Connections, stories and cousins

  • Brooke:  Cousin & I were doing @utasfh Convict Ancestors at the same time. We debunked the “ancestor was a bushranger” myth as stated on Jen Willets site. It was almost disappointing.
  • Margaret: I have 32 family tree scrolls from my mother. I had papers, reports, albums, etc but they are gradually being taken to my nephew. He has got the 1805 New Testament in 2 volumes which I got from my aunt who got it from her father, etc. I question everything and try to find more than one source. The scrolls I am gradually checking with other sources as I enter them in my computer tree. One family story has not yet been verified, although DNA says it could be correct.
  • Soc OPS: Not from my immediate family, but early on I made contact with a distant cousin (with Atcherley as her third forename!) who’d been researching for 20 years and shared her gedcom. I used that as a reference but did my own research and shared my findings.
  • Mining the Past: I only have a few photos and the family tree I did with my mum in my teens. I researched just by following the records and have found a few children who died young that my mum clearly didn’t know about. Have found grains of truth in family stories.
  • Sharn: I was the first in my family that I know of to research our family history. I lost family photos in the 74 Brisbane floods so every photo someone sends me is very precious.
  • Hilary: my ONS (one name study) is a work in progress as I started with an Unsourced tree with the aim of verifying the information and building upon it always more to find
  • Sandra: We have a family tree book of my mum’s family but only from when they came to Australia to about 1983. I now have my mum and photos and documents. Over the years I have copied and scanned every old photo I could get my hands on.
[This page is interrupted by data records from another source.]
Issue #1942, opened 2024-07-01
BoolFlag Count and/or compound not working 


native0090:
## My urfave/cli version is

_**v2.27.2**_

## Dependency Management

- My project is using go modules.

## Describe the bug

The v2 documentation states:

> For bool flags you can specify the flag multiple times to get a count(e.g -v -v -v or -vvv)

It seems that you can specify the flag multiple times with `-v -v -v` but **not** with `-vvv`.

## To reproduce

Minimal example to reproduce:
```
package main

import (
	"fmt"
	"log"
	"os"

	"github.com/urfave/cli/v2"
)

func main() {
	var count int

	app := &cli.App{
		Flags: []cli.Flag{
			&cli.BoolFlag{
				Name:    "verbosity",
				Aliases: []string{"v"},
				Count:   &count,
			},
		},
		Action: func(cCtx *cli.Context) error {
			fmt.Println("count", count)
			return nil
		},
	}

	if err := app.Run(os.Args); err != nil {
		log.Fatal(err)
	}
}

``` 

## Observed behavior

Running this program without parameters works as expected.
Running with `-v` works as expected.
Running with `-v -v` works as expected.
Running with `-vv` does **not** work as expected and prints following message:

```
2024/07/01 12:17:32 flag provided but not defined: -vv
```

## Run `go version` and paste its output here

```
go version go1.22.4 linux/amd64
```

dearchap:
@native0090 You need to set App.UseShortOptionHandling = true for this to work

https://go.dev/play/p/8o9KPIu8a8x

native0090:
Thank you, that works!
Maybe a hint to this variable in the [Flags section](https://cli.urfave.org/v2/examples/flags/) would be useful.

dearchap:
@native0090 can you submit a PR with doc changes ?

PR #1953, opened 2024-07-11
docs(flag): add `UseShortOptionHandling` description

BlackHole1:
## What type of PR is this?

- documentation

Add a description of `UseShortOptionHandling` in the Flag section so that users can clearly understand that to support Flags like `-vvv`, it is necessary to set `UseShortOptionHandling`.

Close: #1942

nil

## Testing

nil

## Release Notes

```release-note
NONE
```

### DIFF
--- a/docs/v2/examples/flags.md
+++ b/docs/v2/examples/flags.md
@@ -107,8 +107,8 @@ For bool flags you can specify the flag multiple times to get a count(e.g -v -v 
 > If you want to support the `-vvv` flag, you need to set `App.UseShortOptionHandling`.
 
 <!-- {
-  "args": ["&#45;&#45;foo", "&#45;&#45;foo"],
-  "output": "count 2"
+  "args": ["&#45;&#45;foo", "&#45;&#45;foo", "&#45;fff",  "&#45;f"],
+  "output": "count 6"  
 } -->
 ```go
 package main
--- a/docs/v2/examples/flags.md
+++ b/docs/v2/examples/flags.md
@@ -104,6 +104,8 @@ See full list of flags at https://pkg.go.dev/github.com/urfave/cli/v2
 
 For bool flags you can specify the flag multiple times to get a count(e.g -v -v -v or -vvv)
 
+> If you want to support the `-vvv` flag, you need to set `App.UseShortOptionHandling`.
+
 <!-- {
   "args": ["&#45;&#45;foo", "&#45;&#45;foo"],
   "output": "count 2"
@@ -123,10 +125,12 @@ func main() {
 	var count int
 
 	app := &cli.App{
+		UseShortOptionHandling: true,
 		Flags: []cli.Flag{
 			&cli.BoolFlag{
 				Name:        "foo",
 				Usage:       "foo greeting",
+				Aliases:     []string{"f"},
 				Count: &count,
 			},
 		},
--- a/docs/v3/examples/flags.md
+++ b/docs/v3/examples/flags.md
@@ -106,6 +106,8 @@ See full list of flags at https://pkg.go.dev/github.com/urfave/cli/v3
 
 For bool flags you can specify the flag multiple times to get a count(e.g -v -v -v or -vvv)
 
+> If you want to support the `-vvv` flag, you need to set `Command.UseShortOptionHandling`.
+
 <!-- {
   "args": ["&#45;&#45;foo", "&#45;&#45;foo"],
   "output": "count 2"
@@ -126,10 +128,12 @@ func main() {
 	var count int
 
 	cmd := &cli.Command{
+		UseShortOptionHandling: true,
 		Flags: []cli.Flag{
 			&cli.BoolFlag{
 				Name:        "foo",
 				Usage:       "foo greeting",
+				Aliases:     []string{"f"},
 				Config: cli.BoolConfig{
 					Count: &count,
 				},
--- a/docs/v3/examples/flags.md
+++ b/docs/v3/examples/flags.md
@@ -109,8 +109,8 @@ For bool flags you can specify the flag multiple times to get a count(e.g -v -v 
 > If you want to support the `-vvv` flag, you need to set `Command.UseShortOptionHandling`.
 
 <!-- {
-  "args": ["&#45;&#45;foo", "&#45;&#45;foo"],
-  "output": "count 2"
+  "args": ["&#45;&#45;foo", "&#45;&#45;foo", "&#45;fff"],
+  "output": "count 5"
 } -->
 ```go
 package main


Juneezee (commented):
LGTM. However, the documentation website https://cli.urfave.org/ is still built using the `docs` folder of `v2-maint` branch so this change won't be reflected on the website. 

@dearchap @meatballhat Should we consider moving the `publish` job from `v2-maint` branch to `main` branch?

https://github.com/urfave/cli/blob/a4832fd31def973ae9fb5aedba571db952463ceb/.github/workflows/cli.yml#L71-L88

abitrolly:
@junezee you mean this one?

https://github.com/urfave/cli/blob/937cfe918cb10bd15aeeab4519ef2d6058a296ea/.github/workflows/test.yml#L89-L96

abitrolly:
I would say, docs publishing needs a separate job, which will pull markup files from all branches. This way `v2` docs will be maintained in `v2-maint` branch.

BlackHole1:
> Should we consider moving the publish job from v2-maint branch to main branch?

This may not be a good idea because the current main branch contains the documentation for v3, which is still in the alpha stage.

I think we can merge this PR first, as the current changes include `docs/v3`. I can submit another PR and point it to the `v2-maint` branch.

docs/v3/examples/flags.md
```diff
@@ -106,6 +106,8 @@ See full list of flags at https://pkg.go.dev/github.com/urfave/cli/v3
 
 For bool flags you can specify the flag multiple times to get a count(e.g -v -v -v or -vvv)
 
+> If you want to support the `-vvv` flag, you need to set `Command.UseShortOptionHandling`.
```
bartekpacia, line 109: I would try to rephrase it. Currently it sounds like only _the_ `-vvv` flag will be supported if you set `UseShortOptionHandling` to true.

yassinebenaid: Suggestion:

To enable the parsing of combined flags (e.g., `-vvv` as `-v -v -v` or `-xfc` as `-x -f -c` ...etc.), you need to set `Command.UseShortOptionHandling`.

abitrolly: Is it too late to rename it to `Command.ShortOptionsJoined`

bartekpacia: I think not, it's still alpha, it's the right time to make such changes.

But I'd rename it to `JoinShortOption`. Even shorter:P

bartekpacia (approved):
Thanks for contributing! 🎉

yassinebenaid (approved):

docs/v3/examples/flags.md
```diff
@@ -126,6 +128,7 @@ func main() {
 	var count int
 
 	cmd := &cli.Command{
+		UseShortOptionHandling: true,
```
abitrolly, line 131: There are no short options here, so this option looks useless.

dearchap (approved):

docs/v3/examples/flags.md
BlackHole1: Hi @abitrolly. I didn't understand what you meant, are you saying that `UseShortOptionHandling` does not exist in v3? I just checked, it does exist. Ref: https://github.com/urfave/cli/blob/937cfe918cb10bd15aeeab4519ef2d6058a296ea/command.go#L108-L111

abitrolly: @BlackHole1 I mean there are no short options in this example.

BlackHole1: I re-examined the modified context, and I confirm that this example does involve the `-vvv` scenario.

21-12 11 21@2x

abitrolly: So how to use the short option to increase the count?

BlackHole1: I still don't understand the specific issue you're trying to address. Could you please describe it again?

The current changes in the PR are all in the `flags.md` of `v2` and `v3`, and the contextual descriptions have hardly changed. The only difference is that one uses `Flag.Count` and the other uses `Config.Count`, but the textual description is almost identical.
From your description, I get the impression that you mean: "The changes in v2 are fine, but there is a problem with the changes in v3."

The reason this PR changes here is that someone submitted an issue: https://github.com/urfave/cli/issues/1942, in which they pointed out that the current description of Flags in the documentation (which is where this PR is making changes) is misleading, causing them to be unable to run it.

Juneezee: @BlackHole1 I think @abitrolly was saying that the `cli.BoolFlag` in the example doesn't have e.g. `Aliases: []string{"f"}` that gives the `foo` flag a short option.

https://github.com/urfave/cli/blob/937cfe918cb10bd15aeeab4519ef2d6058a296ea/docs/v2/examples/flags.md?plain=1#L127-L131

https://github.com/urfave/cli/blob/937cfe918cb10bd15aeeab4519ef2d6058a296ea/docs/v3/examples/flags.md?plain=1#L130-L136

I created an example here: https://go.dev/play/p/8nVATQqJz2F

Without `Aliases: []string{"f"}`, we would see
```
GLOBAL OPTIONS:
   --foo       foo greeting (default: false)
```

With `Aliases: []string{"f"}`,
```
GLOBAL OPTIONS:
   --foo, -f   foo greeting (default: false)
```

abitrolly: > @BlackHole1 I think @abitrolly was saying that the `cli.BoolFlag` in the example doesn't have e.g. `Aliases: []string{"f"}` that gives the `foo` flag a short option.

This. @Juneezee thanks.

BlackHole1: Thanks! I understand.

BlackHole1: Fixed

docs/v3/examples/flags.md
```diff
@@ -106,6 +106,8 @@ See full list of flags at https://pkg.go.dev/github.com/urfave/cli/v3
 
 For bool flags you can specify the flag multiple times to get a count(e.g -v -v -v or -vvv)
 
+> If you want to support the `-vvv` flag, you need to set `Command.UseShortOptionHandling`.
+
 <!-- {
   "args": ["&#45;&#45;foo", "&#45;&#45;foo"],
   "output": "count 2"
```
abitrolly, line 113:
```suggestion
  "args": ["&#45;&#45;foo", "&#45;&#45;foo", "&#45;fff"],
  "output": "count 5"
```

docs/v2/examples/flags.md
```diff
@@ -104,6 +104,8 @@ See full list of flags at https://pkg.go.dev/github.com/urfave/cli/v2
 
 For bool flags you can specify the flag multiple times to get a count(e.g -v -v -v or -vvv)
 
+> If you want to support the `-vvv` flag, you need to set `App.UseShortOptionHandling`.
+
 <!-- {
   "args": ["&#45;&#45;foo", "&#45;&#45;foo"],
   "output": "count 2"
```
abitrolly, line 111:
```suggestion
  "output": "count 2"
```

abitrolly, line 111:
```suggestion
  "args": ["&#45;&#45;foo", "&#45;&#45;foo", "&#45;fff",  "&#45;f"],
  "output": "count 6"  
```

docs/v3/examples/flags.md
abitrolly: I added two suggestions that add short flags to parameters, so that the code is actually being used.

Juneezee (approved):

abitrolly (approved):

  • Pauleen: Early in my research I got a great oral history from an elderly cousin who also put me in touch with other lines. I was able to verify the info via official records. The certificates I inherited certainly helped me get started, as did a very unusual surname. I had few stories even though I knew all my grandparents and two were immigrants – but they didn’t talk about it. I did meet some great-aunts, uncles & 2nd cousins.
  • Shauna: I was the first to be interested in the family history. Sadly hardly any photos on either side of my family. But I have managed to link up with cousins and share research and photos. Blogging is such wonderful cousin bait
  • Sharn: Through cousin connections I have pieced together the other half of family stories. Since 2015 each year I have been visiting a dear third cousin in Chicago who sadly passed away recently. We achieved so much in her ‘genealogy kitchen’
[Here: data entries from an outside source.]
PR #1961, opened 2024-08-10
Feat:(issue_1960) make defaults validation optional

### LINKED ISSUE #1960: Strange `.Validator` behavior
Hi there! I'm wondering if I'm the only one who finds the behavior of this package a bit strange:

```go
package main

import (
  "context"
  "errors"
  "os"
  "strings"

  "github.com/urfave/cli/v3"
)

func main() {
  if err := (&cli.Command{
    Action: func(ctx context.Context, command *cli.Command) error {
      return nil
    },
    Flags: []cli.Flag{
      &cli.StringFlag{
        Name: "api-key",
        Validator: func(s string) error {
          if !strings.HasPrefix(s, "API-") {
            return errors.New("wrong API key format")
          }

          return nil
        },
      },
    },
  }).Run(context.Background(), os.Args); err != nil {
    println(err.Error())

    os.Exit(1)
  }
}
```

It seems that the default value validation is failing before the actual flag value is parsed. Since the default value will always be invalid, this validation function renders the app unusable, even when the correct flag value is provided:

```shell
❯ go run . -h

Incorrect Usage: wrong API key format

...

wrong API key format
exit status 1
```

```
❯ go run . --api-key API-123 -h

Incorrect Usage: wrong API key format

...

wrong API key format
exit status 1
```

Currently, the only option I have is to set a default value that appears to be "valid-like":

```diff
&cli.StringFlag{
	Name: "api-key",
+	Value: "API-<set-your-key>",
```

Could you please confirm if this is intentional or if it might be a bug?

> [!NOTE]
> ```
> github.com/urfave/cli/v3 v3.0.0-alpha9
> go version go1.22.5 linux/amd64
> ```

dearchap:
## What type of PR is this?

_(REQUIRED)_

- documentation
- feature

_(REQUIRED)_

The feature allows default validation to be optional.

_(REQUIRED)_

Fixes #1960 

## Testing

make test

## Release Notes

_(REQUIRED)_

```release-note
Defaults validation is optional(false). Validation of defaults, values from env can be enabled by setting ValidateDefaults to true
```

### DIFF
--- a/command_test.go
+++ b/command_test.go
@@ -3763,7 +3763,7 @@ func TestCommandReadArgsFromStdIn(t *testing.T) {
 		{
 			name: "empty2",
 			input: `
-			
+
 			`,
 			args:          []string{"foo"},
 			expectedInt:   0,
@@ -3781,7 +3781,7 @@ func TestCommandReadArgsFromStdIn(t *testing.T) {
 		{
 			name: "intflag-from-input2",
 			input: `
-			--if 
+			--if
 
 			100`,
 			args:          []string{"foo"},
@@ -3800,14 +3800,14 @@ func TestCommandReadArgsFromStdIn(t *testing.T) {
 			--ssf hello
 			--ssf
 
-			"hello	
+			"hello
   123
 44"
 			`,
 			args:          []string{"foo"},
 			expectedInt:   100,
 			expectedFloat: 100.1,
-			expectedSlice: []string{"hello", "hello\t\n  123\n44"},
+			expectedSlice: []string{"hello", "hello\n  123\n44"},
 		},
 		{
 			name: "end-args",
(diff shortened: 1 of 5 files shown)


yassinebenaid (approved):

dearchap:
@urfave/cli I'm wondering if we need to validate values from ValueSources(like Env, File etc) but not the default that the user sets explicitly via Value . Thoughts ?

Juneezee:
> I'm wondering if we need to validate values from ValueSources(like Env, File etc) but not the default that the user sets explicitly via Value . Thoughts ?

I believe this would be a valuable feature. We could potentially create a `Validator` struct to accommodate future extensions, such as:

```go
type Validator[T any] struct {
	ValidateFunc     func(T) error `json:"-"`
	ValidateDefaults bool          `json:"validateDefaults"`
	ValidateSources  bool          `json:"validateSources"`
}
```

  • Shauna: The internet and digitised records has revolutionized genealogy and it’s wonderful to have friends all over the world #ANZAncestryTime But I think some have forgotten methodology and just use indexes and hunt names.
  • Sharn: I inherited a family history of my husband’s family that went back to William the Conqueror. Need I say more…. I have written a blog post about it
  • Daniel: I inherited quite a lot of dates and photos from my mum who got the info from my nan. I did try and verify because some bits were WAY off! My favourite things to have are old photos and I actually got a photo of my (very young at the time!) Paternal great grandparents. Little did I know it was actually their wedding photo! 😲
  • Jennifer: I’ve met many cousins mainly through my blog who have shared research, family search and photos. These new connections are very precious to me. I have ongoing relationships with many and with their families
jarmoluk / Pixabay
  • Mairead: I know that one of my nieces is interested. But I also know she is of the digital era, so I need to make sure I have as much info scanned as possible
  • Tara: I’m the custodian (by consent) of my uncle’s archive of audio recordings, photos, letters etc Verification is a slow process but ongoing. Cousin connections (e.g. NZ) definitely expanded research! (Photo of GGGF in Africa 1890s!)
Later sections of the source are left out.